Quad/Graphics, Inc. reported results for its third quarter ending Sept. 30, 2020.
Net sales were $679 million in 2020, down 28% from 2019. Sales declined 26% during the quarter, excluding the impact of the January 2020 sale of the Omaha packaging plant, primarily due to the economic impact from the COVID-19 pandemic, and ongoing print industry volume and pricing pressures.

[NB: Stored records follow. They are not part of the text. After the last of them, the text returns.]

PR #3578, opened 2023-12-15
Speed up escalation auditor

Ferril:
# What this PR does
Speed up escalation auditor
- use raw escalation snapshot instead of serialized one

## Checklist

### DIFF
--- a/engine/apps/alerts/tasks/check_escalation_finished.py
+++ b/engine/apps/alerts/tasks/check_escalation_finished.py
@@ -29,26 +29,26 @@ def send_alert_group_escalation_auditor_task_heartbeat() -> None:
 
 
 def audit_alert_group_escalation(alert_group: "AlertGroup") -> None:
-    escalation_snapshot = alert_group.escalation_snapshot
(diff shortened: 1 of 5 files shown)


engine/apps/alerts/tasks/check_escalation_finished.py
```diff
@@ -29,26 +29,26 @@ def send_alert_group_escalation_auditor_task_heartbeat() -> None:
 
 
 def audit_alert_group_escalation(alert_group: "AlertGroup") -> None:
-    escalation_snapshot = alert_group.escalation_snapshot
+    raw_escalation_snapshot: dict = alert_group.raw_escalation_snapshot
```
matiasb, line 32: To be sure, the difference here is we use the raw representation to get the information instead of going through the deserialized version?

Ferril: that's correct, we get information directly from alert group json field without serializing and getting additional objects from database, since we don't need it here.

PR #3583, opened 2023-12-19
Brojd/implement insights

brojd:
# What this PR does
- Use Grafana Scenes to add Insights as a separate page in OnCall
- Add an option to run Prometheus instance via helm so that Prometheus Exporter feature can be used easily without the need of setting up Prometheus separately

https://github.com/grafana/oncall-private/issues/2382

## Checklist


grafana-plugin/src/state/rootBaseStore/index.ts
```diff
@@ -285,7 +285,8 @@ export class RootBaseStore {
     return GRAFANA_LICENSE_OSS;
   }
 
-  isOpenSource(): boolean {
+  @computed
+  get isOpenSource(): boolean {
```
teodosii, line 289: :+1:

teodosii (approved):

maskin25 (approved):

helm/oncall/values.yaml
```diff
@@ -708,3 +708,12 @@ ui:
...
   env: {}
+
+prometheus:
+  enabled: false
+  extraScrapeConfigs: |
+    - job_name: 'oncall-exporter'
+      metrics_path: /metrics/
+      static_configs:
+        - targets:
+          - oncall-dev-engine.default.svc.cluster.local:8080
```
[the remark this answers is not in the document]
brojd: I set it this way so that on by default github actions + local env you just need to set `enabled: true` for prometheus then it starts to scrape from `oncall-dev-engine` correctly. Alternatively we could skip `extraScrapeConfig` here and move it to `.github/helm-values.yml`. Or set some other URL that will work for prod helm chart instead and then override in `.github/helm-values.yml`? 

Could you help me with that? :)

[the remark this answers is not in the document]
brojd: We talked with @joeyorlando and we agreed to go with https://github.com/grafana/oncall/pull/3583/commits/fd02e6a76170529f0576b0b07ebb994f056b370d

.github/helm-values.yml
```diff
@@ -4,6 +4,8 @@ base_url_protocol: http
 env:
   - name: GRAFANA_CLOUD_NOTIFICATIONS_ENABLED
     value: "False"
+  - name: FEATURE_PROMETHEUS_EXPORTER_ENABLED
+    value: "True"
```
iskhakov, line 8: I assume prometheus is required for e2e tests

iskhakov (approved):
looks good to me

.github/helm-values.yml
brojd: Correct

PR #3587, opened 2023-12-19
Handle telegram message to reply to not found on send log task

matiasb:
Similar to https://github.com/grafana/oncall/pull/404


vadimkerr (approved):
👍

PR #3612, opened 2024-01-03
Setup one-at-a-time lock for sync_organization tasks

matiasb:
Related to https://github.com/grafana/support-escalations/issues/8844

Queuing multiple sync_organization tasks for the same org could lead to parallel running of the sync task for the same organization, potentially creating duplicated entries and/or generating multiple unneeded API calls. This prevents running an organization sync while there is a sync for that same org in progress.


joeyorlando (approved):
nice! 👍

Issue #3576, opened 2023-12-15
Timezone issues on Schedules page


brojd:
### What went wrong?

We have multiple bugs on Schedules that are related with handling current timezone:
<img width="1448" alt="image" src="https://github.com/grafana/oncall/assets/12073649/3bfc7e8b-df33-4f79-b5b7-64205ed3a403">

- [x] Rotation form (shift start / shift end times) shows incorrect time that is dependent on DST. Instead it should always consider Current timezone that is agnostic to DST (GMT+1, GMT+2 etc)
- [x] Shift tooltip shows incorrect time affected by DST changes while it should correct time according to GMT+1, GMT+2 etc timezones which are DST agnostic

![image](https://github.com/grafana/oncall/assets/12073649/c0076c25-5eb8-41fa-afd6-7766450d801b)
- [x] Schedule team and timezones -> user avatar tooltip -> in local time section the timezone is dependent on "Current timezone" selected on top while it should show GMT timezone of currently logged in OnCall user always
- [x] Schedule team and timezones -> user avatar tooltip -> "Local time" should be renamed to "Your current time" and "User's time" to "User's local time". Also swap the columns
- [x] "Current timezone: Europe/Bucharest, local time: 12:05" should reflect GMT timezone selected on top ("Current timezone: +2 GMT, local time: 12:05"
- [x] Rename "+1 GMT" to "GMT+1" in all places
- [x] Create e2e test to verify above

### How do we reproduce it?

1. Open Grafana OnCall and go to Schedules (e.g. https://oncalldev.grafana-dev.net/a/grafana-oncall-app/schedules/SWUULKYC26T1W?p=1&team=TGH742BKMFZH4)
2. Create schedule with start time before DST change
3. Select timezone GMT+1 or GMT+2
4. Navigate in schedule to dates before DST change
5. Open Rotation form, shift tooltip, user avatar tooltip and take a look on Current timezone in "Schedule team and timezones"

### Grafana OnCall Version

1.3.80

### Product Area

Schedules

### Other notes

Those fixes will solve https://github.com/grafana/support-escalations/issues/8467

PR #3618, opened 2024-01-05
Brojd/fix timezone issues

brojd:
# What this PR does
- fix multiple issues on schedule related to handling timezones

https://github.com/grafana/oncall/issues/3576

## Checklist


brojd:
To be fixed: calendar change on Schedules page

grafana-plugin/src/containers/RotationForm/ScheduleOverrideForm.tsx
```diff
@@ -172,7 +166,7 @@ const ScheduleOverrideForm: FC<RotationFormProps> = (props) => {
     setErrors({});
 
     store.scheduleStore
-      .updateRotationPreview(scheduleId, shiftId, startMoment, true, params)
+      .updateRotationPreview(scheduleId, shiftId, store.timezoneStore.calendarStartDate, true, params)
```
maskin25, line 169: I thought you **always** do it in the following way `const {timezoneStore: {calendarStartDate}} = useStore();` =)

grafana-plugin/src/containers/UsersTimezones/UsersTimezones.helpers.ts
```diff
@@ -0,0 +1,6 @@
+import { Dayjs } from 'dayjs';
+
+export const calculateTimePassedInDayPercentage = (date: Dayjs) => {
+  const midnight = date.startOf('day');
+  return (date.diff(midnight, 'minutes') / 1_440) * 100;
```
maskin25, line 5: nice, I didn't know about numeric separators...

grafana-plugin/src/models/schedule/schedule.ts
```diff
@@ -506,6 +514,34 @@ export class ScheduleStore extends BaseStore {
...
+      this.updateEvents(this.scheduleId, startMoment, 'rotation'),
+      this.updateEvents(this.scheduleId, startMoment, 'override'),
+      this.updateEvents(this.scheduleId, startMoment, 'final'),
+      this.updateShiftSwaps(this.scheduleId, startMoment),
+    ]);
+  }
+
+  @action.bound
+  setScheduleId(id: string) {
+    this.scheduleId = id;
```
maskin25, line 542: hmm, why do we need to save some scheduleId in the store?

grafana-plugin/src/plugin/dayjs.ts
maskin25, line 1: 👍

grafana-plugin/tsconfig.json
```diff
@@ -6,8 +6,8 @@
     "rootDirs": ["src", "frontend_enterprise/src"],
     "baseUrl": "src",
     "typeRoots": ["./node_modules/@types"],
-    "noUnusedLocals": true,
-    "noUnusedParameters": true,
+    "noUnusedLocals": false,
+    "noUnusedParameters": false,
```
maskin25, line 10: why so?

maskin25 (approved):

grafana-plugin/src/containers/RotationForm/ScheduleOverrideForm.tsx
brojd: I do it when we already have destructuring from `store`, seems that here we don't (e.g. the line above we have `store.scheduleStore`, not `scheduleStore`). This PR is already quite big so to make changes more understandable I decided to not refactor those places and follow whatever is done in respective components:) But in general yes you're right - I think destructuring the store is a good thing, I just didn't want to refactor too much in one PR

grafana-plugin/src/models/schedule/schedule.ts
brojd: `scheduleId` observable was already there in store and it's good, I just added action to be able to update it when a single schedule is opened.

We're still passing scheduleId as a prop and that can be changed in the future so that schedule id is retrieved from the store instead. I just didn't do it in scope of this PR

grafana-plugin/src/containers/RotationForm/ScheduleOverrideForm.tsx
maskin25: ok, sounds good

grafana-plugin/src/models/schedule/schedule.ts
brojd: I removed it in the end

grafana-plugin/tsconfig.json
maskin25: but actually compilation doesn't fail, it just show ts errors but doesn't stop the rebuilding process, at least for me...

grafana-plugin/src/models/schedule/schedule.ts
maskin25: oh, I see, cool! I don't like an idea to store current page params like id in the store, we can get such params by react router

grafana-plugin/tsconfig.json
brojd: But when you stop the process and your try again, then it fails for me

PR #5415, opened 2025-01-14
feat: add filter affected services internal endpoint

matiasb:
Related to https://github.com/grafana/oncall-private/issues/2977

e.g.

`GET /api/plugins/grafana-oncall-app/resources/alertgroups/filter_affected_services?service=service-a&service=service-b`

```
[
  {"name": "service-a",
   "service_url": "http://localhost:3000/a/grafana-slo-app/service/service-a",
   "alert_groups_url": "http://localhost:3000/a/grafana-oncall-app/alert-groups?status=0&status=1&started_at=now-7d_now&label=service_name:service-a"}
]
```

### DIFF
--- a/engine/apps/api/tests/test_alert_group.py
+++ b/engine/apps/api/tests/test_alert_group.py
@@ -2413,3 +2413,44 @@ def test_filter_default_started_at(
     )
     assert response.status_code == status.HTTP_200_OK
     assert response.json()["pk"] == old_alert_group.public_primary_key
+
+
+@pytest.mark.django_db
+def test_alert_group_affected_services(
+    alert_group_internal_api_setup,
+    make_user_for_organization,
+    make_user_auth_headers,
+    make_alert_group_label_association,
+):
+    _, token, alert_groups = alert_group_internal_api_setup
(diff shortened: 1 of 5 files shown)


vstpme (approved):
LGTM

matiasb:
> More out of curiosity, was does "affected" mean in this context? It just means Alert Groups that have a `service_name` label, right?
> 
> Or is it more _robust_ than that and has to do w/ service dependencies? (ie. if Service A depends on Service B and Service B is "degraded", return me Service A).
> 
> Also, isn't `filter_affected_services` _mostly_ just doing label key:value filtering? (if so, don't we have an existing endpoint for this?)

Original implementation would find out upstream service dependencies for `service-a` and only return those with recent active alert groups (which could be related to a given alert group belonging to `service-a`). In our first implementation though, frontend will get all service dependencies and this endpoint will filter from there the ones which are affected only (meaning there are recent alert groups with active alert groups), besides returning some additional data (URLs).

Makes sense? Happy to rename as needed.

joeyorlando:
> frontend will get all service dependencies and this endpoint will filter from there the ones which are affected only

ahh okay, makes sense 🙂 thanks!

PR #5440, opened 2025-02-06
feat: add personal webhook form to user profile settings

mthorning:
Adds the personal webhook form to the user profile settings.

Related to https://github.com/grafana/irm/issues/332

recording

### DIFF
--- a/grafana-plugin/src/containers/UserSettings/parts/tabs/PersonalWebhookInfo/PersonalWebhookInfo.tsx
+++ b/grafana-plugin/src/containers/UserSettings/parts/tabs/PersonalWebhookInfo/PersonalWebhookInfo.tsx
@@ -13,7 +13,7 @@ import { ActionKey } from 'models/loader/action-keys';
 import { WebhookTriggerType } from 'models/outgoing_webhook/outgoing_webhook.types'
 import { useStore } from 'state/useStore';
 
-function useWebhooksOptions(): [boolean, { label: string, value: string }[]] {
+function useWebhooksOptions(): [boolean, Array<{ label: string, value: string }>] {
   const { outgoingWebhookStore, loaderStore } = useStore();
   const [isLoading, setIsLoading] = useState(true)
   const isLoadingWebhooks = loaderStore.isLoading(ActionKey.FETCH_WEBHOOKS)
--- a/grafana-plugin/src/containers/UserSettings/parts/tabs/PersonalWebhookInfo/PersonalWebhookInfo.tsx
+++ b/grafana-plugin/src/containers/UserSettings/parts/tabs/PersonalWebhookInfo/PersonalWebhookInfo.tsx
@@ -84,8 +84,10 @@ export const PersonalWebhookInfo = observer(() => {
 
   const user = userStore.items[userStore.currentUserPk];
   const selectedWebhook = watch('webhook');
-  const hasConnectedWebhook = user.messaging_backends.WEBHOOK != null;
   const [isLoadingOptions, webhookOptions] = useWebhooksOptions()
+
+  const hasConnectedWebhook = user.messaging_backends?.WEBHOOK != null;
+  const hasSelectedValidWebhook = webhookOptions.some(option => option.value === selectedWebhook)
 
   useEffect(() => {
     (async () => {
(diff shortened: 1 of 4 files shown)


grafana-plugin/src/containers/UserSettings/parts/tabs/PersonalWebhookInfo/PersonalWebhookInfo.tsx
```diff
@@ -1,27 +1,202 @@
...
+  }, [isLoadingWebhooks]);
+
+  useEffect(() => {
+    if (!isLoadingWebhooks && hasRegisteredLoadingWebhooks) {
+      setIsLoading(false);
+    }
+  }, [isLoadingWebhooks])
+
+  return isLoading;
+}
```
mthorning, line 40: `loaderStore.isLoading(ActionKey.FETCH_WEBHOOKS)` returns false on the first couple of renders which results in a flicker as the form is rendered briefly before showing the loading placeholder. I wrote this hook to prevent that but it feels like I shouldn't have to so perhaps I'm missing something here.

grafana-plugin/src/containers/UserSettings/parts/tabs/PersonalWebhookInfo/PersonalWebhookInfo.tsx
```diff
@@ -1,27 +1,202 @@
...
+
+  useEffect(() => {
+    (async () => {
+      await userStore.updatePersonalWebhook();
+      await outgoingWebhookStore.updateItems(
+        {
+          trigger_type: WebhookTriggerType.PersonalNotification.key,
+        },
+        true
+      );
```
mthorning, line 76: I wasn't sure about a lot of what I am doing with the stores. Is this the right thing to do here? I think I will be updating the items in the webhook store with only webhooks that are of the "personal notification" type. Could that cause issues to other pages?

grafana-plugin/src/models/user/user.ts
```diff
@@ -30,6 +30,7 @@ export class UserStore {
   notifyByOptions: any = [];
   currentUserPk?: ApiSchemas['User']['pk'];
   usersCurrentlyBeingFetched: { [pk: string]: boolean } = {};
+  personalWebhook: { webhook: string, context: object };
```
mthorning, line 33: I really wasn't sure if I should add this here or if it should be in a `useState` in PersonalWebhookInfo.

grafana-plugin/src/models/user/user.ts
```diff
@@ -304,4 +305,28 @@ export class UserStore {
...
+    await this.updatePersonalWebhook();
+  }
+
+  async updatePersonalWebhook() {
+    const response = await makeRequest('/webhooks/current_personal_notification');
+
+    runInAction(() => {
+      this.personalWebhook = response;
+    });
+  }
```
mthorning, line 324: I also wasn't sure if I should fetch this in `loadCurrentUser` or only when the user visits the webhook tab in the settings.

grafana-plugin/src/containers/UserSettings/parts/tabs/PersonalWebhookInfo/PersonalWebhookInfo.tsx
```diff
@@ -1,27 +1,208 @@
...
+      isValid,
+      errors,
+    },
+    watch,
+    control,
+    getValues,
+    handleSubmit,
+    reset,
+  } = useForm<FormFields>({
+    mode: 'onBlur',
```
brojd, line 81: I think our standard mode is 'onChange'

grafana-plugin/src/containers/UserSettings/parts/tabs/PersonalWebhookInfo/PersonalWebhookInfo.tsx
brojd: Maybe we can chat about this one, I'll ping u

grafana-plugin/src/models/user/user.ts
brojd: I think you need to assign the default value `... = {}`, otherwise we experienced that MobX doesn't create an observable

brojd (approved):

Net earnings from continuing operations increased $50 million from the third quarter of 2019, from a net loss of $47 million in 2019 ($0.94 diluted loss per share from continuing operations) to net earnings of $3 million in 2020 ($0.05 diluted earnings per share from continuing operations).
Adjusted EBITDA was $61 million in 2020, as compared to $80 million in 2019, while Adjusted EBITDA margin improved to 8.9% in 2020, as compared to 8.4% in 2019. Quad increased year-to-date cash from operating activities by $103 million and free cash flow by $91 million compared to the first nine months of 2019.
The company reduced net debt by $95 million year-to-date and $222 million over the past 12 months, ending the quarter with a Debt Leverage Ratio of 3.22x, which was flat versus the comparable period in 2019.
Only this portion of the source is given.